Dear All,

Well, i think we need as much activist as we need entrepreneurs and really i dont think the Dr. Ndemo plays down on one for the other. In the context of his submission, he renders that given the environment being created, there is need for entrepreneurs to rise to the challenge and ensure the uptake of private enterprise.

I personally reckon that we all have important skills, activitist, entrepreneurs, govenrment, public servants and even the consumers. Every part of the body, no matter how small is important so i think thats not really the point however in certain content, certain skills and expertise are prefered. 

Now to the substance of the argument, Alex and Yawe, i would be shocked if you argue that India is what it is today without outsourcing. This was possible because of some factors they got right and the entrepreneurial spirit that rose to the ocassion. Real Estate was competitive globally, Bandwidth was cheap and today is one of the cheapest worldwide, skills are abundantly available at globally competitive level but yet much more affordable etc. Unless we can be better in these things, we cant attract much more outsourcing, it is a global market place and we cant be like children playing there...

Eric here



On 3 Dec 2007, at 08:21, Alex Gakuru wrote:

But Bwana PS, 

--- bitange@jambo.co.ke wrote:
 The greater problem
though is that we have far too many activists than
we have entrepreneurs.

This comment is this rather revealing and very
pointed.
But if "activism" is this bothering to government,
then perhaps we could be succeeding far more than we
imagined and we pray that there are no severe high-
handed retaliations in waiting:)

1. There is hardly enough social movement and change
agents in this area and governments rarely "entertain"
opposed views. Usually they wish them away so that the
official position remains the absolute dogmatic truth.


2. In the last two years of outsourcing, how many NEW
entrepreneurs have invested dearly in BPOs and how
much has the country earned? 

3. Provoking Yawes, Gakuru,and others are asking is: -

- In the final analysis,will the cable really help
much? or will the last chapter of the outsourcing
gospel be "cable ilitengenezewa na iko na wenyewe"?
- Why is the PS avoiding guaranteeing the final
consumer prices?

How many "activists" are standing to you and asking
these such hard questions?
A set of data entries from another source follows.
PR #216, opened 2021-03-03
Throw if no converter

mhoeger:
Instead of keeping the input as null if we are unable to convert it, we should throw (or at least warn) why the input is null.

Example:
```
[2021-03-03T07:32:17.585Z] Executed 'Functions.HelloFromQuery' (Failed, Id=e2f3400d-23a8-4a1e-8bee-b3268a652376, Duration=195ms)
[2021-03-03T07:32:17.590Z] System.Private.CoreLib: Exception while executing function: Functions.HelloFromQuery. System.Private.CoreLib: Result: Failure
Exception: System.InvalidCastException: Cannot convert input parameter 'req' for Function 'HelloFromQuery' to type 'System.String' from type 'Microsoft.Azure.Functions.Worker.GrpcHttpRequestData'.
```

### DIFF
--- a/src/DotNetWorker/Context/Features/DefaultModelBindingFeature.cs
+++ b/src/DotNetWorker/Context/Features/DefaultModelBindingFeature.cs
@@ -1,4 +1,4 @@
-﻿g// Copyright (c) .NET Foundation. All rights reserved.
+﻿// Copyright (c) .NET Foundation. All rights reserved.
 // Licensed under the MIT License. See License.txt in the project root for license information.
 
 using System;
--- a/src/DotNetWorker/Context/Features/DefaultModelBindingFeature.cs
+++ b/src/DotNetWorker/Context/Features/DefaultModelBindingFeature.cs
@@ -1,9 +1,12 @@
-﻿// Copyright (c) .NET Foundation. All rights reserved.
+﻿g// Copyright (c) .NET Foundation. All rights reserved.
 // Licensed under the MIT License. See License.txt in the project root for license information.
 
 using System;
 using System.Collections.Generic;
+using System.Linq;
 using Microsoft.Azure.Functions.Worker.Converters;
+using Microsoft.Azure.Functions.Worker.Definition;
+using Microsoft.Azure.Functions.Worker.Diagnostics.Exceptions;
 
 namespace Microsoft.Azure.Functions.Worker.Context.Features
 {
@@ -31,6 +34,7 @@ namespace Microsoft.Azure.Functions.Worker.Context.Features
             _parameterValues = new object?[context.FunctionDefinition.Parameters.Length];
             _inputBound = true;
 
+            List<string>? errors = null;
             for (int i = 0; i < _parameterValues.Length; i++)
             {
                 FunctionParameter param = context.FunctionDefinition.Parameters[i];
@@ -51,8 +55,20 @@ namespace Microsoft.Azure.Functions.Worker.Context.Features
                 }
                 else if (source is not null)
                 {
-                    throw new InvalidCastException($"Cannot convert input parameter '{param.Name}' for Function '{context.FunctionDefinition.Name}' to type '{param.Type.FullName}' from type '{source.GetType().FullName}'.");
+                    // Don't initialize this list unless we have to
+                    if (errors is null)
+                    {
+                        errors = new List<string>();
+                    }
+
+                    errors.Add($"Cannot convert input parameter '{param.Name}' to type '{param.Type.FullName}' from type '{source.GetType().FullName}'.");
                 }
+            }
+            
+            // found errors
+            if (errors is not null)
+            {
+                throw new FunctionInputConverterException($"Error converting {errors.Count} input parameters for Function '{context.FunctionDefinition.Name}': {string.Join(" ", errors)}");
             }
 
             return _parameterValues;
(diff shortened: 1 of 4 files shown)


src/DotNetWorker/Context/Features/DefaultModelBindingFeature.cs
```diff
@@ -38,12 +38,17 @@ public DefaultModelBindingFeature(IEnumerable<IConverter> converters)
...
-                    continue;
+                    var converterContext = new DefaultConverterContext(param, source, context);
+                    if (TryConvert(converterContext, out object? target))
+                    {
+                        _parameterValues[i] = target;
+                    }
+                    else
+                    {
+                        throw new InvalidCastException($"Cannot convert input parameter '{param.Name}' for Function '{context.FunctionDefinition.Name}' to type '{param.Type.FullName}' from type '{source.GetType().FullName}'.");
+                    }
```
brettsam, line 51: I'd like to err on the side of warning here rather than throwing. I can't think of any right now, but there may be valid scenarios to let null flow through to the function. And that way, a function author can handle null in whatever way they want (maybe they just ignore it).

Be sure to use `WorkerMessage.Define` so we can see how often this happens in backend logs.

src/DotNetWorker/Context/Features/DefaultModelBindingFeature.cs
```diff
@@ -22,7 +22,7 @@ public DefaultModelBindingFeature(IEnumerable<IConverter> converters)
 
         public object?[]? InputArguments => _parameterValues;
 
-        public object?[] BindFunctionInput(FunctionContext context)
+        public object?[] TryBindFunctionInput(FunctionContext context)
```
brettsam, line 25: The pattern for `Try...` methods is that they return bool and "return" via out params. If you want this to be a `Try` (which I think makes sense), can you swap that signature around?

src/DotNetWorker/Invocation/DefaultFunctionExecutor.cs
```diff
@@ -38,7 +38,7 @@ public async Task ExecuteAsync(FunctionContext context)
             }
             else
             {
-                inputArguments = bindingFeature.BindFunctionInput(context);
+                inputArguments = bindingFeature.TryBindFunctionInput(context);
```
brettsam, line 41: Then, if this is returning a bool, you can log from here if it returns false.

src/DotNetWorker/Context/Features/DefaultModelBindingFeature.cs
```diff
@@ -54,7 +54,10 @@ public DefaultModelBindingFeature(IEnumerable<IConverter> converters)
                 if (TryConvert(converterContext, out object? target))
                 {
                     _parameterValues[i] = target;
-                    continue;
+                }
+                else if (source is not null)
+                {
+                    throw new InvalidCastException($"Cannot convert input parameter '{param.Name}' for Function '{context.FunctionDefinition.Name}' to type '{param.Type.FullName}' from type '{source.GetType().FullName}'.");
```
mhoeger, line 60: Per feedback:
- Iterate through all parameters and collect error messages - throw as one
- Introduce model binding exception

mhoeger:
Increasing test coverage tracked here: https://github.com/Azure/azure-functions-dotnet-worker/issues/230

src/DotNetWorker/Context/Features/DefaultModelBindingFeature.cs
```diff
@@ -48,8 +52,23 @@ public DefaultModelBindingFeature(IEnumerable<IConverter> converters)
...
+                    }
+
+                    errors.Add($"Cannot convert input parameter '{param.Name}' to type '{param.Type.FullName}' from type '{source.GetType().FullName}'.");
+                }
+            }
+            
+            // found errors
+            if (errors is not null)
+            {
+                throw new FunctionInputConverterException($"Error converting {errors.Count} input parameters for Function '{context.FunctionDefinition.Name}': {string.Join(" ", errors)}");
```
fabiocav, line 71: nit: should the join be with `Environment.NewLine` so we're providing each error in a new line?

src/DotNetWorker/Diagnostics/Exceptions/FunctionInputConverterException.cs
```diff
@@ -0,0 +1,15 @@
...
+using System.Linq;
+using System.Text;
+using System.Threading.Tasks;
+
+namespace Microsoft.Azure.Functions.Worker.Diagnostics.Exceptions
+{
+    internal class FunctionInputConverterException : FunctionWorkerException
+    {
+        internal FunctionInputConverterException(string message) : base(message) { }
+
```
fabiocav, line 12: Should this have a property for the function name?

fabiocav (approved):

src/DotNetWorker/Diagnostics/Exceptions/FunctionWorkerException.cs
```diff
@@ -0,0 +1,18 @@
...
+using System.Linq;
+using System.Text;
+using System.Threading.Tasks;
+
+namespace Microsoft.Azure.Functions.Worker.Diagnostics
+{
+    /// <summary>
+    /// Internal exception that is surfaced to the user
+    /// </summary>
+    internal class FunctionWorkerException : Exception
```
fabiocav, line 12: Are you defining this to serve as the base for worker exceptions?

I feel that you should
encourage more to probe this project if not for
accountability sake, then to save on future commission
of enquiries.

But if you do not want the questions please say so.

Innovative people cannot complain about idle
capacity of such a factor of
production.  It is criminal that you who is aware of
what ICT
infrastructure can do to the country that you sit
there to complain that
it is idle instead of raising awareness to the
public and utilizing that
asset.


Excuse me, but it is rather unfair that your
statements target at "discrediting" the person for
asking you hard questions. He is your BOSS!